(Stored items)
%%
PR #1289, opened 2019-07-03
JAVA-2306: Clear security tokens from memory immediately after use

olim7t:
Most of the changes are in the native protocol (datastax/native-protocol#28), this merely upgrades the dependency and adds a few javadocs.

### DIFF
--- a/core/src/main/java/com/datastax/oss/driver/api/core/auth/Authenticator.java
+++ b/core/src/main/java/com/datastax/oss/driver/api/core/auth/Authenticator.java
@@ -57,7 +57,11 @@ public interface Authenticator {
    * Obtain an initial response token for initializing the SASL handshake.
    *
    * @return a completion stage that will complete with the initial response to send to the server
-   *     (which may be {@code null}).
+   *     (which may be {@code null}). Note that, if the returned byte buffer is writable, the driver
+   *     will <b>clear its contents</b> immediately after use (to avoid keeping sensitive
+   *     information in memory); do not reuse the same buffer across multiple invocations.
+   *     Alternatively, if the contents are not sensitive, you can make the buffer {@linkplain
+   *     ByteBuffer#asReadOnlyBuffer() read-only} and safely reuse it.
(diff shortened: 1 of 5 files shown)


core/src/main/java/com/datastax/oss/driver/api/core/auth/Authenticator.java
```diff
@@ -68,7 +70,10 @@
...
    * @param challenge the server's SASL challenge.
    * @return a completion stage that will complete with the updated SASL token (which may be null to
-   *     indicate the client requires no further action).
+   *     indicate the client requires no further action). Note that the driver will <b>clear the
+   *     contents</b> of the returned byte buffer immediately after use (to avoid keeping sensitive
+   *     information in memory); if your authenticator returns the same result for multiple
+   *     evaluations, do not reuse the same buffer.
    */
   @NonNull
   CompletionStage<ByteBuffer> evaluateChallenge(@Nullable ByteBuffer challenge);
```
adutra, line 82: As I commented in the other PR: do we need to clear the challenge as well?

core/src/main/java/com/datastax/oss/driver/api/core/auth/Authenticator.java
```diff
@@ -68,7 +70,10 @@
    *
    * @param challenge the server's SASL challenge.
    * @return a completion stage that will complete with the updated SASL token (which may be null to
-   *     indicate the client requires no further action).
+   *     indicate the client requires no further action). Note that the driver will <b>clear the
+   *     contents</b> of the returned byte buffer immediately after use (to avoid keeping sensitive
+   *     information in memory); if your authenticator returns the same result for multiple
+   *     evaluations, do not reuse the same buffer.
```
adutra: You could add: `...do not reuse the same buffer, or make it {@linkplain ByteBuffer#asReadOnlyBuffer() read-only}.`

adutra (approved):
%%
> TO DO
Nothing in the data may be omitted; transcribe it exactly.

> TASK RESULT
PR #1289, opened 2019-07-03
JAVA-2306: Clear security tokens from memory immediately after use

olim7t:
Most of the changes are in the native protocol (datastax/native-protocol#28), this merely upgrades the dependency and adds a few javadocs.

### DIFF
--- a/core/src/main/java/com/datastax/oss/driver/api/core/auth/Authenticator.java
+++ b/core/src/main/java/com/datastax/oss/driver/api/core/auth/Authenticator.java
@@ -57,7 +57,11 @@ public interface Authenticator {
    * Obtain an initial response token for initializing the SASL handshake.
    *
    * @return a completion stage that will complete with the initial response to send to the server
-   *     (which may be {@code null}).
+   *     (which may be {@code null}). Note that, if the returned byte buffer is writable, the driver
+   *     will <b>clear its contents</b> immediately after use (to avoid keeping sensitive
+   *     information in memory); do not reuse the same buffer across multiple invocations.
+   *     Alternatively, if the contents are not sensitive, you can make the buffer {@linkplain
+   *     ByteBuffer#asReadOnlyBuffer() read-only} and safely reuse it.
(diff shortened: 1 of 5 files shown)


core/src/main/java/com/datastax/oss/driver/api/core/auth/Authenticator.java
```diff
@@ -68,7 +70,10 @@
...
    * @param challenge the server's SASL challenge.
    * @return a completion stage that will complete with the updated SASL token (which may be null to
-   *     indicate the client requires no further action).
+   *     indicate the client requires no further action). Note that the driver will <b>clear the
+   *     contents</b> of the returned byte buffer immediately after use (to avoid keeping sensitive
+   *     information in memory); if your authenticator returns the same result for multiple
+   *     evaluations, do not reuse the same buffer.
    */
   @NonNull
   CompletionStage<ByteBuffer> evaluateChallenge(@Nullable ByteBuffer challenge);
```
adutra, line 82: As I commented in the other PR: do we need to clear the challenge as well?

core/src/main/java/com/datastax/oss/driver/api/core/auth/Authenticator.java
```diff
@@ -68,7 +70,10 @@
    *
    * @param challenge the server's SASL challenge.
    * @return a completion stage that will complete with the updated SASL token (which may be null to
-   *     indicate the client requires no further action).
+   *     indicate the client requires no further action). Note that the driver will <b>clear the
+   *     contents</b> of the returned byte buffer immediately after use (to avoid keeping sensitive
+   *     information in memory); if your authenticator returns the same result for multiple
+   *     evaluations, do not reuse the same buffer.
```
adutra: You could add: `...do not reuse the same buffer, or make it {@linkplain ByteBuffer#asReadOnlyBuffer() read-only}.`

adutra (approved):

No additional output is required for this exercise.